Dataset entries
# # # #

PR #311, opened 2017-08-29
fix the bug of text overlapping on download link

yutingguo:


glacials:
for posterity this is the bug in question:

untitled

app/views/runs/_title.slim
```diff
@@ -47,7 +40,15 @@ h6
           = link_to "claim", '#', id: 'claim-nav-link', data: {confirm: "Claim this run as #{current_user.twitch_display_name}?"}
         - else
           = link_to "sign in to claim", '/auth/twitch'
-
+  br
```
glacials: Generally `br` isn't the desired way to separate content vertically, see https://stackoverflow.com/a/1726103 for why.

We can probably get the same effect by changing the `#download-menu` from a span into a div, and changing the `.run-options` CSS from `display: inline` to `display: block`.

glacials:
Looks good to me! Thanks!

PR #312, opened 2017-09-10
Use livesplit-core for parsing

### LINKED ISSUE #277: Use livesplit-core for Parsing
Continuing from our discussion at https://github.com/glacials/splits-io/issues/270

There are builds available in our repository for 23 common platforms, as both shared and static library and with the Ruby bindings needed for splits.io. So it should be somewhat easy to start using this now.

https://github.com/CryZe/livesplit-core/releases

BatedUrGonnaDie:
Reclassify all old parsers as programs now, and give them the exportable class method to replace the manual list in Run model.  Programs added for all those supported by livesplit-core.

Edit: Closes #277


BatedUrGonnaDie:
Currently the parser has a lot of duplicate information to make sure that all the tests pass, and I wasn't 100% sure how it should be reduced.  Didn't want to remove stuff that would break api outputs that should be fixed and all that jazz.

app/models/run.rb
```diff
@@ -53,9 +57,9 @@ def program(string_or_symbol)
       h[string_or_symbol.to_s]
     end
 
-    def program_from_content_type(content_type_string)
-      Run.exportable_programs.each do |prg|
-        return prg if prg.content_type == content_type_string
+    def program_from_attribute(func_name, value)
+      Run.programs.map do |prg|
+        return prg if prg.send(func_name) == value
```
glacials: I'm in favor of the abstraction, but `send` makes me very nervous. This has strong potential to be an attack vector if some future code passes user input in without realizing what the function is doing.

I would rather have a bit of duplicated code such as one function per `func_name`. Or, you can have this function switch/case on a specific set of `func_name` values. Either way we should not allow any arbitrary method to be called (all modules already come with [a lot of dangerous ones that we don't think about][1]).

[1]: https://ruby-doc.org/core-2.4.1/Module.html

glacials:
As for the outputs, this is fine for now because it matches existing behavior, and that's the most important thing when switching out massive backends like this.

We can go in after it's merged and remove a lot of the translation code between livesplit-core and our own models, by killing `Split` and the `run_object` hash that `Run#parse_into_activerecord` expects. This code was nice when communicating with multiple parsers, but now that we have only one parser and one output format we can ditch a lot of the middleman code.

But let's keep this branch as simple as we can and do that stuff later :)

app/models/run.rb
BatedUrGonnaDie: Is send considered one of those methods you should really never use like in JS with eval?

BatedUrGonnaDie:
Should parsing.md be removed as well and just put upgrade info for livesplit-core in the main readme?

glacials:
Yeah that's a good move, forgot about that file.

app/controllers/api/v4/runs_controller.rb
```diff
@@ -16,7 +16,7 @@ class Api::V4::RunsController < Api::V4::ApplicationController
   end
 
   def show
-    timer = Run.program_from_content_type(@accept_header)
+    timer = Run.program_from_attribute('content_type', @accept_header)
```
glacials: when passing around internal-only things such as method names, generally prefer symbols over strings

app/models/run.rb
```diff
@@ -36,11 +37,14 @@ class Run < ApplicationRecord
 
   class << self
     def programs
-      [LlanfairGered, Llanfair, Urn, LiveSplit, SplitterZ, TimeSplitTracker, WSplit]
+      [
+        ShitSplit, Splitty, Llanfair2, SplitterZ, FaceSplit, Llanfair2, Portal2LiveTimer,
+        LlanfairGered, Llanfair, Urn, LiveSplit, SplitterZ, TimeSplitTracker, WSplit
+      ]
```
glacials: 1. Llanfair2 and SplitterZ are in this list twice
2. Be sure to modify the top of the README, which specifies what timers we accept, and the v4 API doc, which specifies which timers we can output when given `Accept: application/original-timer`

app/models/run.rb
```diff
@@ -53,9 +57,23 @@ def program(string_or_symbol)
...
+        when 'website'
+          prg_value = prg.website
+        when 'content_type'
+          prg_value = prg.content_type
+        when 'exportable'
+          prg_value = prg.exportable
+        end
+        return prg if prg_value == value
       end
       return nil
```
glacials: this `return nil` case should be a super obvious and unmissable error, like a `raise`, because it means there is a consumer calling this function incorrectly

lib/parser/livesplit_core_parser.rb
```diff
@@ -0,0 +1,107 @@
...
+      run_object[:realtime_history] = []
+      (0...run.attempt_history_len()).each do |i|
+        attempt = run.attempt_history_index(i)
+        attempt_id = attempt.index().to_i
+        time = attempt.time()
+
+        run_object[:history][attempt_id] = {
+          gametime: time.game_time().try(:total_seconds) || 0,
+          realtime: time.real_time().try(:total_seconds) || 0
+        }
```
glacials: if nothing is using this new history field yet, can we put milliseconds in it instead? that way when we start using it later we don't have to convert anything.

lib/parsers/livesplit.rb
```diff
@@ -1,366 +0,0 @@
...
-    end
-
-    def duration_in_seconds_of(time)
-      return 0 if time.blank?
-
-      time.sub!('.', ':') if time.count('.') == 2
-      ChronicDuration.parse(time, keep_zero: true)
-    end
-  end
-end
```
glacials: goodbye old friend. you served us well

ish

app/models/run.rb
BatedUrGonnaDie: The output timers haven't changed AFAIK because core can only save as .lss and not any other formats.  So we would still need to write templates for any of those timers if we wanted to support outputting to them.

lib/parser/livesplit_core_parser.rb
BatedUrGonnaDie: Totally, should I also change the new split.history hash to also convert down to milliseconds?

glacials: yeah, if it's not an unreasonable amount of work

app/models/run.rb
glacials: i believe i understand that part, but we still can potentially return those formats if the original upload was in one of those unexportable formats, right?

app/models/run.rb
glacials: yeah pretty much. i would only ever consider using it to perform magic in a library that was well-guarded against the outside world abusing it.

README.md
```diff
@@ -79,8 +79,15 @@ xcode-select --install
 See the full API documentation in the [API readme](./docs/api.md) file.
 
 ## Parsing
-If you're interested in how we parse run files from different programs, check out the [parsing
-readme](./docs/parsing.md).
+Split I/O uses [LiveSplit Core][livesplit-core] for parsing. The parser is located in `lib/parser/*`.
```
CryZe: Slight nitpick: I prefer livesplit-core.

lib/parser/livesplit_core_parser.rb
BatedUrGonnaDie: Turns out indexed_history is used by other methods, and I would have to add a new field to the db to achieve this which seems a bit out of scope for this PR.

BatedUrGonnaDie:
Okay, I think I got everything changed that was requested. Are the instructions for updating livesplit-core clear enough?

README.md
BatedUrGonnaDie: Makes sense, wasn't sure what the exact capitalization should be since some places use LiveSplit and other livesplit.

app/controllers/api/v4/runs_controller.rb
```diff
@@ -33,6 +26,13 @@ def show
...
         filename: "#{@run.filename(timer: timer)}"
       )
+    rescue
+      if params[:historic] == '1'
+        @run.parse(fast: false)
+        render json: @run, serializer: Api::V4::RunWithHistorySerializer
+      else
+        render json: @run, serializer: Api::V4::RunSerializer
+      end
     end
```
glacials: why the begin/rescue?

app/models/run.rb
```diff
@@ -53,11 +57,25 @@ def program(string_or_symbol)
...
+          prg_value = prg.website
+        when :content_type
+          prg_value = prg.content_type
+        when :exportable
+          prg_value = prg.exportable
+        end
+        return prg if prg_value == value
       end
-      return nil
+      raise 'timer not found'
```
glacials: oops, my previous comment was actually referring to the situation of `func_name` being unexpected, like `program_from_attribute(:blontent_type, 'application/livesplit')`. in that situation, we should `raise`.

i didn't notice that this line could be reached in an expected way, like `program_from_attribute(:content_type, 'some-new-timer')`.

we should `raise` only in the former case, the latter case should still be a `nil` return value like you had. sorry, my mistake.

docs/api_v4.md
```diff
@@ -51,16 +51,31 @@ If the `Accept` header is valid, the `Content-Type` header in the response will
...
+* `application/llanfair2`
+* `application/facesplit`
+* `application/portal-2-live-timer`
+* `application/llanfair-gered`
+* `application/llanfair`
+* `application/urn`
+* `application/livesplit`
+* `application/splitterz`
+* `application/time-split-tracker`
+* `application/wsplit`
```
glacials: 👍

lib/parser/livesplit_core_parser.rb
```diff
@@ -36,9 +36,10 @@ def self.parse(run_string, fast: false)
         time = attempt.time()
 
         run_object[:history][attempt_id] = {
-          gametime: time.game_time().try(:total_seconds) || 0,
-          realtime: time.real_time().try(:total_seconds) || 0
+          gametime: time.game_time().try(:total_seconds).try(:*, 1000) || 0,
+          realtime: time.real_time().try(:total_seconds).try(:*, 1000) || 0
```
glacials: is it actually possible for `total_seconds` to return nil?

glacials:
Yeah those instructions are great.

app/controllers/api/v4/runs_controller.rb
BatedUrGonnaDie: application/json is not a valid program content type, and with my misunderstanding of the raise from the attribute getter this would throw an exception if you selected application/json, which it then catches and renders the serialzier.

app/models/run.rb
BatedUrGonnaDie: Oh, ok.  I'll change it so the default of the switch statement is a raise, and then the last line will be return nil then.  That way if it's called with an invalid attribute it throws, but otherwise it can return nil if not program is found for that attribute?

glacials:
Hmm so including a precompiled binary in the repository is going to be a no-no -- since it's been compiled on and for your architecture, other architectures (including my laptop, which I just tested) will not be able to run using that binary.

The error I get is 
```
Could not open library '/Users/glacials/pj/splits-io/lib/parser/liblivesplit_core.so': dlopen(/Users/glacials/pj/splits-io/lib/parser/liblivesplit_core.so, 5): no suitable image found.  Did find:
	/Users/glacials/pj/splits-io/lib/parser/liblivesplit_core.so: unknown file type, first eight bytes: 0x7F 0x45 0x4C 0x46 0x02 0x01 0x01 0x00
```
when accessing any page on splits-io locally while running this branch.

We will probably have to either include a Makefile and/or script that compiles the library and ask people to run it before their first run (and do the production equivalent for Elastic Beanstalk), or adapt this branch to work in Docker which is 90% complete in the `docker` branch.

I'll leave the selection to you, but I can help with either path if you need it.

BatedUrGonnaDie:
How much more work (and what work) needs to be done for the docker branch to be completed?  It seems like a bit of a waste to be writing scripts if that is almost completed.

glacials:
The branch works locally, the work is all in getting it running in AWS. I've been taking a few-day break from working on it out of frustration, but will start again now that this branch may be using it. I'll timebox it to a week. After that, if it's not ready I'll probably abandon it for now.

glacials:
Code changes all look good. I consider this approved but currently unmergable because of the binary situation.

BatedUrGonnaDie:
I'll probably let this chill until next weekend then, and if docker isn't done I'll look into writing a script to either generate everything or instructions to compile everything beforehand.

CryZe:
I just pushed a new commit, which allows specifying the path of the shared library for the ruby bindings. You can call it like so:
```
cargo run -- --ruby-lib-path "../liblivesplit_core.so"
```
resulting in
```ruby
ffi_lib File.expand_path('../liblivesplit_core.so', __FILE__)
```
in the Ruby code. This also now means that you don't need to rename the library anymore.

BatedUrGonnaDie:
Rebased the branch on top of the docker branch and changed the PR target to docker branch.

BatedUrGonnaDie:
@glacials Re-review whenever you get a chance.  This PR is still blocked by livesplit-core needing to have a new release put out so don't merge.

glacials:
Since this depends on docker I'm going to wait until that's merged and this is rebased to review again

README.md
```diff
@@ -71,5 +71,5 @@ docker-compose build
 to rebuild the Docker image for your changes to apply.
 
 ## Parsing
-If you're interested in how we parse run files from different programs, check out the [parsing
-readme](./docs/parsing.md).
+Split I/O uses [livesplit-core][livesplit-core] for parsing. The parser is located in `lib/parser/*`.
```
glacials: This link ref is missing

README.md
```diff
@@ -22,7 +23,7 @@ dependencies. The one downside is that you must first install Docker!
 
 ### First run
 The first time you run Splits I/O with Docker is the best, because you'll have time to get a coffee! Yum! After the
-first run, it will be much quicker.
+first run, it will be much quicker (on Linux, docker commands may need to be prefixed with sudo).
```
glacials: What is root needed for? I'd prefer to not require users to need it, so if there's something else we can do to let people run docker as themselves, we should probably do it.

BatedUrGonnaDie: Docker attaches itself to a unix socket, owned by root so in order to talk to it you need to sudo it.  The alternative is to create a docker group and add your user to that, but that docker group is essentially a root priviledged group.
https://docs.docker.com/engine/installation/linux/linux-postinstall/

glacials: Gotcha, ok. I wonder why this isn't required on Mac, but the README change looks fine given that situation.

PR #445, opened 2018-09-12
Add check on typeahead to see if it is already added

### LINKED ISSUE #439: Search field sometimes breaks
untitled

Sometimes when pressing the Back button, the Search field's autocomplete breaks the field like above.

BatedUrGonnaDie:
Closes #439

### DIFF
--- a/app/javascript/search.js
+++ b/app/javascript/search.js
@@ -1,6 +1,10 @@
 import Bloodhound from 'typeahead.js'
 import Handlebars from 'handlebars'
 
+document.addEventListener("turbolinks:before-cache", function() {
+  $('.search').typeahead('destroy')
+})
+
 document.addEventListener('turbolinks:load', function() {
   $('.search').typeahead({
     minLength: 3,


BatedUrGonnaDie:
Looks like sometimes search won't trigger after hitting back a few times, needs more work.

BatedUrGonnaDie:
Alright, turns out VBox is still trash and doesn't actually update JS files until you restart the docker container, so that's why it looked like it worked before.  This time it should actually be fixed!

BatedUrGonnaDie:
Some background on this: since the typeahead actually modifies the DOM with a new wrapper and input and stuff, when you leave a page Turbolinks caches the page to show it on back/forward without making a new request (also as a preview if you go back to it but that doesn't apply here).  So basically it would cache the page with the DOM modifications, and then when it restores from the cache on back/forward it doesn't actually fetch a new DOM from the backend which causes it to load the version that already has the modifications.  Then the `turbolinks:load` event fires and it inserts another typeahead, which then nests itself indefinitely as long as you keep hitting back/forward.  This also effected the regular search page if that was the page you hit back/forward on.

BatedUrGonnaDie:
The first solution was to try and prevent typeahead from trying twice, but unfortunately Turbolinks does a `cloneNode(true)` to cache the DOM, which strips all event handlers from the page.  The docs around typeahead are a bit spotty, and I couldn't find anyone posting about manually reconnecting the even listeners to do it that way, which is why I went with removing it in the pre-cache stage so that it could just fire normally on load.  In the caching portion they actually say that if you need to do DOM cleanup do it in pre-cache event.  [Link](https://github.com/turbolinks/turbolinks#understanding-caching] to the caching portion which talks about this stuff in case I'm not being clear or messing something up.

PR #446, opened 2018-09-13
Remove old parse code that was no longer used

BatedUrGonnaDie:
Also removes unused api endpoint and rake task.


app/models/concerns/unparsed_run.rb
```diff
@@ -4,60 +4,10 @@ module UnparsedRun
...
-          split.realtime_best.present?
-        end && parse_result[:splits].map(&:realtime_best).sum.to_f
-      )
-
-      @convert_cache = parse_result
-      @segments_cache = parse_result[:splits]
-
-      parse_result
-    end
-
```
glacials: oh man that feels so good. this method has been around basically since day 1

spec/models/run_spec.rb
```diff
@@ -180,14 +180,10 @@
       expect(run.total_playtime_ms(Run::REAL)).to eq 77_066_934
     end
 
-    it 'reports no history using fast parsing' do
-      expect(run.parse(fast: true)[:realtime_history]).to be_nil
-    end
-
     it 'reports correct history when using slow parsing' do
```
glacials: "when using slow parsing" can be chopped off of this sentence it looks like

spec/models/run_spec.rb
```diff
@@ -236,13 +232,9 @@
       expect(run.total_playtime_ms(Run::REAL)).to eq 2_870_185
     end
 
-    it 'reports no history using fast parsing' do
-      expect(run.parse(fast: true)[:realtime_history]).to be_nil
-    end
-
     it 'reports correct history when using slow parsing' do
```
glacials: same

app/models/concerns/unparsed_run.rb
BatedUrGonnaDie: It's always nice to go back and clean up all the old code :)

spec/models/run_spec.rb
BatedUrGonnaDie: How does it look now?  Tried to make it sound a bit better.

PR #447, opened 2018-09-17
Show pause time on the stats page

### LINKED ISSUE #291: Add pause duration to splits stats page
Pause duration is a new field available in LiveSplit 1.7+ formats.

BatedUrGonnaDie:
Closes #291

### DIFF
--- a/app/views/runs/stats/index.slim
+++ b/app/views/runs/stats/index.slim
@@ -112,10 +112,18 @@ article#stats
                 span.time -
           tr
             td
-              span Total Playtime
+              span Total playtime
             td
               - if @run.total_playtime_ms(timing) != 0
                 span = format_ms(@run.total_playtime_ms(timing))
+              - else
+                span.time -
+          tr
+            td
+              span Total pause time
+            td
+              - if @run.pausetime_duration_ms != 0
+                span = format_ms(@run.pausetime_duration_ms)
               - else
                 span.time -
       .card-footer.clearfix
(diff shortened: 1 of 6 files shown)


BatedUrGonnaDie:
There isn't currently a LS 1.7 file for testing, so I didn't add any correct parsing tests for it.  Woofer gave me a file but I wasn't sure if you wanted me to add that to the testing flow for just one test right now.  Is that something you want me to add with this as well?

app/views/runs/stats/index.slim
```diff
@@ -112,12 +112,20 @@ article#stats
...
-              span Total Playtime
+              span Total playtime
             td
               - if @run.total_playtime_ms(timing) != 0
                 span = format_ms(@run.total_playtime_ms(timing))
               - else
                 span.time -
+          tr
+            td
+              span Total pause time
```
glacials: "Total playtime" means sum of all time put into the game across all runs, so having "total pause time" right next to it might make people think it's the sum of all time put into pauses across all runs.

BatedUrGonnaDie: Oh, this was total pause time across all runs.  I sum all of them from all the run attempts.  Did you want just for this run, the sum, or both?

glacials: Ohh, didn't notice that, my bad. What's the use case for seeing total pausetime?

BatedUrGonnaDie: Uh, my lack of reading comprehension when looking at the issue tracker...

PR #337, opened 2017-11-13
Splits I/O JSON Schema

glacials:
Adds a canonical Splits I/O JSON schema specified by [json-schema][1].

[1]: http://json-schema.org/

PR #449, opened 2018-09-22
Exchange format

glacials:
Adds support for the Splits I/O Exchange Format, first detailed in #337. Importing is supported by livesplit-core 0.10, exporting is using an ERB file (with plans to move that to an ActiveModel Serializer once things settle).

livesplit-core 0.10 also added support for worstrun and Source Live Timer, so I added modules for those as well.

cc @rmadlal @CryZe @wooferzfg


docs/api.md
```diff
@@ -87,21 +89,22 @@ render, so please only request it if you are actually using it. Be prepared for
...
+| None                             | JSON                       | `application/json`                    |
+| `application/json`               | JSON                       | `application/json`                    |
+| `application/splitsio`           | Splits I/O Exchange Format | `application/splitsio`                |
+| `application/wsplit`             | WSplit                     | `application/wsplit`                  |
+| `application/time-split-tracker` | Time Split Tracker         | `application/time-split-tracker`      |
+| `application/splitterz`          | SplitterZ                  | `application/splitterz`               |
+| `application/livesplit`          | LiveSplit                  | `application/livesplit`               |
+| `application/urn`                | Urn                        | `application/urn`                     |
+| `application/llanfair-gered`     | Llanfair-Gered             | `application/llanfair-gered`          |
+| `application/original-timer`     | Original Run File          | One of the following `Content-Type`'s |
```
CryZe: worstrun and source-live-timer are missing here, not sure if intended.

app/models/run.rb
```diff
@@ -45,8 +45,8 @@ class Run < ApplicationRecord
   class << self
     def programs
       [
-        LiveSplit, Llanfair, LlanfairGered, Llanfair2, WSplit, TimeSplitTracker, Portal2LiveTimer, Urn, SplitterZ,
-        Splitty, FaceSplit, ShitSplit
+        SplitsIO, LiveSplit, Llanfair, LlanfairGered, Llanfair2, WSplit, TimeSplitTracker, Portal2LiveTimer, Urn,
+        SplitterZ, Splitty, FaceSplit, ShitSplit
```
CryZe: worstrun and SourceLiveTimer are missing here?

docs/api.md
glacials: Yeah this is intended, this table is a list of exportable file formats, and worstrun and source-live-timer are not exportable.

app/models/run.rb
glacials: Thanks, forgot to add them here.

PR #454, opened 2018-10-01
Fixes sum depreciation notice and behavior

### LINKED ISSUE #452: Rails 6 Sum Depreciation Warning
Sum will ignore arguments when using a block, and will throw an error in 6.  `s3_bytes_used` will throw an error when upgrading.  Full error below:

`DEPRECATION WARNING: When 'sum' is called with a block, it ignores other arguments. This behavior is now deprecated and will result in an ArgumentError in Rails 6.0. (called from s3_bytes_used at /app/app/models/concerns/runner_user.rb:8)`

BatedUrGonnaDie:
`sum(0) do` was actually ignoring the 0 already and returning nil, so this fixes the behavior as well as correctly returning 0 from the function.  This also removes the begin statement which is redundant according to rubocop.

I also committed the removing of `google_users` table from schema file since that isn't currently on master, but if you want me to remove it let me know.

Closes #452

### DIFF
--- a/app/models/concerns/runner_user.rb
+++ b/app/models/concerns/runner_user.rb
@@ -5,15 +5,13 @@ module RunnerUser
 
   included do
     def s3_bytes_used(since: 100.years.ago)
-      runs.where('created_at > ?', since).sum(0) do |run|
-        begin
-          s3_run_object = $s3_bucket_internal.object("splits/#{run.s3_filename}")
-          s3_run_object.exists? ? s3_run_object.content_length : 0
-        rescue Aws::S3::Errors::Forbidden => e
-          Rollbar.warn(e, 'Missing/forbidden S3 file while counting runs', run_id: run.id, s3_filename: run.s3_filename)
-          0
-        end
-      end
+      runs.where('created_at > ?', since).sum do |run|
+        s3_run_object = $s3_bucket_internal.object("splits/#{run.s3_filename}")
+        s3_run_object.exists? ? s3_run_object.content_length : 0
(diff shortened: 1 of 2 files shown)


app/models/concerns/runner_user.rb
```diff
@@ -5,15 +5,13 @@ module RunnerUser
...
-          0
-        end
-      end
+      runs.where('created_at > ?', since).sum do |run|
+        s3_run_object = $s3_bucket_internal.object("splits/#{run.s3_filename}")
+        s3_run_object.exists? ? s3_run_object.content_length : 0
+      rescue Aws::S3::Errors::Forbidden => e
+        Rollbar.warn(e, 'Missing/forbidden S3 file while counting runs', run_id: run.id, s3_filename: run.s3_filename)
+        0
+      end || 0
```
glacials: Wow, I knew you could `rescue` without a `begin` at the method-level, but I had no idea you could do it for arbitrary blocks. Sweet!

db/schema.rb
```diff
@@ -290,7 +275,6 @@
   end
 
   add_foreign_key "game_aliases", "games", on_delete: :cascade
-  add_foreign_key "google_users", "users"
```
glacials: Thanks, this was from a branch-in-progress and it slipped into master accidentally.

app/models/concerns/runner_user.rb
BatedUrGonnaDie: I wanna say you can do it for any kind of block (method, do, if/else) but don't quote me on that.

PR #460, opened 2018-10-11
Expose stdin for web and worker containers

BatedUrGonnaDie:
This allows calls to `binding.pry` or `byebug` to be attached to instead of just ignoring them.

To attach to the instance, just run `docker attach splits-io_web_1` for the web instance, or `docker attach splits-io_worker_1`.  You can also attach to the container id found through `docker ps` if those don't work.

# # # #

Required action | All that belongs in the answer is an exact copy of the lines from the start of the records above through the line with "There are builds".

Task output |
PR #311, opened 2017-08-29
fix the bug of text overlapping on download link

yutingguo:


glacials:
for posterity this is the bug in question:

untitled

app/views/runs/_title.slim
```diff
@@ -47,7 +40,15 @@ h6
           = link_to "claim", '#', id: 'claim-nav-link', data: {confirm: "Claim this run as #{current_user.twitch_display_name}?"}
         - else
           = link_to "sign in to claim", '/auth/twitch'
-
+  br
```
glacials: Generally `br` isn't the desired way to separate content vertically, see https://stackoverflow.com/a/1726103 for why.

We can probably get the same effect by changing the `#download-menu` from a span into a div, and changing the `.run-options` CSS from `display: inline` to `display: block`.

glacials:
Looks good to me! Thanks!

PR #312, opened 2017-09-10
Use livesplit-core for parsing

### LINKED ISSUE #277: Use livesplit-core for Parsing
Continuing from our discussion at https://github.com/glacials/splits-io/issues/270

There are builds available in our repository for 23 common platforms, as both shared and static library and with the Ruby bindings needed for splits.io. So it should be somewhat easy to start using this now.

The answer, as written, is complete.